PR #4123, opened 2021-05-19
Observation API for History Metadata Storage

grigoryk:
TODO: ~~db migration (drop&recreate moz_places_metadata)~~, ~~missing Swift bindings update~~

This PR gets us closer to https://github.com/mozilla/application-services/issues/4067 - removes an explicit metadata `guid`, switching to an observation API (vs a CRUD api that was in place originally).

  - Note:

### DIFF
--- a/components/places/ffi/src/lib.rs
+++ b/components/places/ffi/src/lib.rs
@@ -13,7 +13,7 @@ use ffi_support::{
     define_string_destructor, ByteBuffer, ConcurrentHandleMap, ExternError, FfiStr,
 };
 use places::error::*;
-use places::msg_types::{BookmarkNodeList, HistoryMetadata, SearchResultList};
+use places::msg_types::{BookmarkNodeList, HistoryMetadataObservation, SearchResultList};
 use places::storage::bookmarks;
 use places::types::VisitTransitionSet;
 use places::{storage, ConnectionType, PlacesApi, PlacesDb};
@@ -486,32 +486,18 @@ pub extern "C" fn places_get_latest_history_metadata_for_url(
 /// # Safety
 /// Deref pointer, thus unsafe
 #[no_mangle]
-pub unsafe extern "C" fn places_add_history_metadata(
+pub unsafe extern "C" fn places_note_history_metadata_observation(
     handle: u64,
     data: *const u8,
     len: i32,
     error: &mut ExternError,
-) -> *mut c_char {
-    log::debug!("places_add_history_metadata");
+) {
+    log::debug!("places_note_history_metadata_observation");
     CONNECTIONS.call_with_result(error, handle, |conn| -> places::Result<_> {
         let buffer = get_buffer(data, len);
-        let metadata: HistoryMetadata = prost::Message::decode(buffer)?;
-        let guid = storage::history_metadata::add_metadata(conn, metadata)?;
-        Ok(guid.into_string())
-    })
-}
-
-#[no_mangle]
-pub extern "C" fn places_update_history_metadata(
-    handle: u64,
-    guid: FfiStr<'_>,
-    total_view_time: i32,
-    error: &mut ExternError,
-) {
-    log::debug!("places_update_history_metadata");
-    CONNECTIONS.call_with_result_mut(error, handle, |conn| {
-        let guid = SyncGuid::from_string(guid.into_string());
-        storage::history_metadata::update_metadata(conn, &guid, total_view_time)
+        let observation: HistoryMetadataObservation = prost::Message::decode(buffer)?;
+        storage::history_metadata::apply_metadata_observation(conn, observation)?;
+        Ok(())
     })
 }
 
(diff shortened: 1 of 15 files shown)


components/places/ffi/src/lib.rs
```diff
@@ -486,32 +486,18 @@ pub extern "C" fn places_get_latest_history_metadata_for_url(
...
-    guid: FfiStr<'_>,
-    total_view_time: i32,
-    error: &mut ExternError,
-) {
-    log::debug!("places_update_history_metadata");
-    CONNECTIONS.call_with_result_mut(error, handle, |conn| {
-        let guid = SyncGuid::from_string(guid.into_string());
-        storage::history_metadata::update_metadata(conn, &guid, total_view_time)
+        let observation: HistoryMetadataObservation = prost::Message::decode(buffer)?;
+        storage::history_metadata::note_observation(conn, observation)?;
```
mhammond, line 499: `storage::history::` already has a `apply_observation`, so maybe `storage::history_metadata::apply_observation` or similar here too? or maybe `apply_metadata_observation` if having the same name smells wrong.

mhammond (commented):
I only had a quick look, but this is looking great and is exactly what I had in mind when talking about this - thanks! I'll dig deeper next week.

components/places/ffi/src/lib.rs
grigoryk: Sure, `apply_metadata_observation` works.

grigoryk:
@mhammond I've updated this PR a bit - generally cleaned things up, fixed up tests, but mainly introduced a split ("key" vs "observation") at the api boundary level and in the guts, as well. I've left the protobuf layer mainly as-is, since it doesn't really buy us much to introduce the type split there as well.

Splitting things into `key` and `observation` helped quite a bit conceptually at the higher levels, but also helped clean up the queries as well. Not happy with the name `key`, of course, but neither @csadilek nor myself could come up with something better. Open to suggestions, but it's also not a terrible name and works for us.

Need to update the Swift bindings before landing this, but wanted to officially tag you for a review first :)

grigoryk:
Corresponding A-C PR in https://github.com/mozilla-mobile/android-components/pull/10346

components/places/src/storage/history_metadata.rs
```diff
@@ -2,47 +2,209 @@
...
+                true,
+            )? {
+                Some(id) => SearchQueryEntry::Existing(id),
+                None => SearchQueryEntry::CreateFor(lowercase_term),
+            },
+        )
+    }
+}
+
+trait CanDebounce {
```
mhammond, line 118: nit: you don't need a trait for this, because no where do you use a generic type - ie, IIUC, you could just impl that function in each type and it would work fine. I'm fine if you think it adds some value though, but it also does add some cognitive overhead

components/places/src/storage/history_metadata.rs
```diff
@@ -402,395 +504,516 @@ mod tests {
...
-                    meta.parent_url.is_none(),
-                    "parent_url expected to be None"
+                    meta.referrer_url.is_none(),
+                    "referrer_url expected to be None"
                 ),
             };
         };
     }
 
+    #[macro_use]
```
mhammond, line 522: fancy :)

mhammond (approved):
Just a few nits, and there might be some cleanups worthwhile after we feel the "experimentation" phase is over, but there's nothing to block moving forward on this,

mhammond:
(and both CI failures seem real and related to this patch)

components/places/src/storage/history_metadata.rs
grigoryk: Cleaned this up, no more trait!

components/places/src/storage/history_metadata.rs
```diff
@@ -2,47 +2,209 @@
...
+    }
+}
+
+enum PlaceEntry {
+    Existing(i64),
+    CreateFor(Url, Option<String>),
+}
+
+impl PlaceEntry {
+    fn from(url: &str, tx: &PlacesTransaction<'_>, title: Option<String>) -> Result<Self> {
```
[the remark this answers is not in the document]
grigoryk: Switched to `fetch`.

components/places/src/storage/history_metadata.rs
```diff
@@ -2,47 +2,209 @@
...
+};
 use sql_support::{self, ConnExt};
 use sync_guid::Guid as SyncGuid;
 use types::Timestamp;
 use url::Url;
 
 use lazy_static::lazy_static;
 
+impl HistoryMetadataObservation {
+    fn from(observation_with_title: HistoryMetadataObservationWithTitle) -> (Self, Option<String>) {
```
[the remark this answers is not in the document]
grigoryk: Removed `HistoryMetadataObservationWithTitle` entirely and removed this as well.

grigoryk:
All right, just waiting for a green CI run now. Should be ready to land.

++++++++

• _Required work_
Output all of the entries, exactly as they are written.

• _Answer below_
PR #4123, opened 2021-05-19
Observation API for History Metadata Storage

grigoryk:
TODO: ~~db migration (drop&recreate moz_places_metadata)~~, ~~missing Swift bindings update~~

This PR gets us closer to https://github.com/mozilla/application-services/issues/4067 - removes an explicit metadata `guid`, switching to an observation API (vs a CRUD api that was in place originally).

  - Note:

### DIFF
--- a/components/places/ffi/src/lib.rs
+++ b/components/places/ffi/src/lib.rs
@@ -13,7 +13,7 @@ use ffi_support::{
     define_string_destructor, ByteBuffer, ConcurrentHandleMap, ExternError, FfiStr,
 };
 use places::error::*;
-use places::msg_types::{BookmarkNodeList, HistoryMetadata, SearchResultList};
+use places::msg_types::{BookmarkNodeList, HistoryMetadataObservation, SearchResultList};
 use places::storage::bookmarks;
 use places::types::VisitTransitionSet;
 use places::{storage, ConnectionType, PlacesApi, PlacesDb};
@@ -486,32 +486,18 @@ pub extern "C" fn places_get_latest_history_metadata_for_url(
 /// # Safety
 /// Deref pointer, thus unsafe
 #[no_mangle]
-pub unsafe extern "C" fn places_add_history_metadata(
+pub unsafe extern "C" fn places_note_history_metadata_observation(
     handle: u64,
     data: *const u8,
     len: i32,
     error: &mut ExternError,
-) -> *mut c_char {
-    log::debug!("places_add_history_metadata");
+) {
+    log::debug!("places_note_history_metadata_observation");
     CONNECTIONS.call_with_result(error, handle, |conn| -> places::Result<_> {
         let buffer = get_buffer(data, len);
-        let metadata: HistoryMetadata = prost::Message::decode(buffer)?;
-        let guid = storage::history_metadata::add_metadata(conn, metadata)?;
-        Ok(guid.into_string())
-    })
-}
-
-#[no_mangle]
-pub extern "C" fn places_update_history_metadata(
-    handle: u64,
-    guid: FfiStr<'_>,
-    total_view_time: i32,
-    error: &mut ExternError,
-) {
-    log::debug!("places_update_history_metadata");
-    CONNECTIONS.call_with_result_mut(error, handle, |conn| {
-        let guid = SyncGuid::from_string(guid.into_string());
-        storage::history_metadata::update_metadata(conn, &guid, total_view_time)
+        let observation: HistoryMetadataObservation = prost::Message::decode(buffer)?;
+        storage::history_metadata::apply_metadata_observation(conn, observation)?;
+        Ok(())
     })
 }
 
(diff shortened: 1 of 15 files shown)


components/places/ffi/src/lib.rs
```diff
@@ -486,32 +486,18 @@ pub extern "C" fn places_get_latest_history_metadata_for_url(
...
-    guid: FfiStr<'_>,
-    total_view_time: i32,
-    error: &mut ExternError,
-) {
-    log::debug!("places_update_history_metadata");
-    CONNECTIONS.call_with_result_mut(error, handle, |conn| {
-        let guid = SyncGuid::from_string(guid.into_string());
-        storage::history_metadata::update_metadata(conn, &guid, total_view_time)
+        let observation: HistoryMetadataObservation = prost::Message::decode(buffer)?;
+        storage::history_metadata::note_observation(conn, observation)?;
```
mhammond, line 499: `storage::history::` already has a `apply_observation`, so maybe `storage::history_metadata::apply_observation` or similar here too? or maybe `apply_metadata_observation` if having the same name smells wrong.

mhammond (commented):
I only had a quick look, but this is looking great and is exactly what I had in mind when talking about this - thanks! I'll dig deeper next week.

components/places/ffi/src/lib.rs
grigoryk: Sure, `apply_metadata_observation` works.

grigoryk:
@mhammond I've updated this PR a bit - generally cleaned things up, fixed up tests, but mainly introduced a split ("key" vs "observation") at the api boundary level and in the guts, as well. I've left the protobuf layer mainly as-is, since it doesn't really buy us much to introduce the type split there as well.

Splitting things into `key` and `observation` helped quite a bit conceptually at the higher levels, but also helped clean up the queries as well. Not happy with the name `key`, of course, but neither @csadilek nor myself could come up with something better. Open to suggestions, but it's also not a terrible name and works for us.

Need to update the Swift bindings before landing this, but wanted to officially tag you for a review first :)

grigoryk:
Corresponding A-C PR in https://github.com/mozilla-mobile/android-components/pull/10346

components/places/src/storage/history_metadata.rs
```diff
@@ -2,47 +2,209 @@
...
+                true,
+            )? {
+                Some(id) => SearchQueryEntry::Existing(id),
+                None => SearchQueryEntry::CreateFor(lowercase_term),
+            },
+        )
+    }
+}
+
+trait CanDebounce {
```
mhammond, line 118: nit: you don't need a trait for this, because no where do you use a generic type - ie, IIUC, you could just impl that function in each type and it would work fine. I'm fine if you think it adds some value though, but it also does add some cognitive overhead

components/places/src/storage/history_metadata.rs
```diff
@@ -402,395 +504,516 @@ mod tests {
...
-                    meta.parent_url.is_none(),
-                    "parent_url expected to be None"
+                    meta.referrer_url.is_none(),
+                    "referrer_url expected to be None"
                 ),
             };
         };
     }
 
+    #[macro_use]
```
mhammond, line 522: fancy :)

mhammond (approved):
Just a few nits, and there might be some cleanups worthwhile after we feel the "experimentation" phase is over, but there's nothing to block moving forward on this,

mhammond:
(and both CI failures seem real and related to this patch)

components/places/src/storage/history_metadata.rs
grigoryk: Cleaned this up, no more trait!

components/places/src/storage/history_metadata.rs
```diff
@@ -2,47 +2,209 @@
...
+    }
+}
+
+enum PlaceEntry {
+    Existing(i64),
+    CreateFor(Url, Option<String>),
+}
+
+impl PlaceEntry {
+    fn from(url: &str, tx: &PlacesTransaction<'_>, title: Option<String>) -> Result<Self> {
```
[the remark this answers is not in the document]
grigoryk: Switched to `fetch`.

components/places/src/storage/history_metadata.rs
```diff
@@ -2,47 +2,209 @@
...
+};
 use sql_support::{self, ConnExt};
 use sync_guid::Guid as SyncGuid;
 use types::Timestamp;
 use url::Url;
 
 use lazy_static::lazy_static;
 
+impl HistoryMetadataObservation {
+    fn from(observation_with_title: HistoryMetadataObservationWithTitle) -> (Self, Option<String>) {
```
[the remark this answers is not in the document]
grigoryk: Removed `HistoryMetadataObservationWithTitle` entirely and removed this as well.

grigoryk:
All right, just waiting for a green CI run now. Should be ready to land.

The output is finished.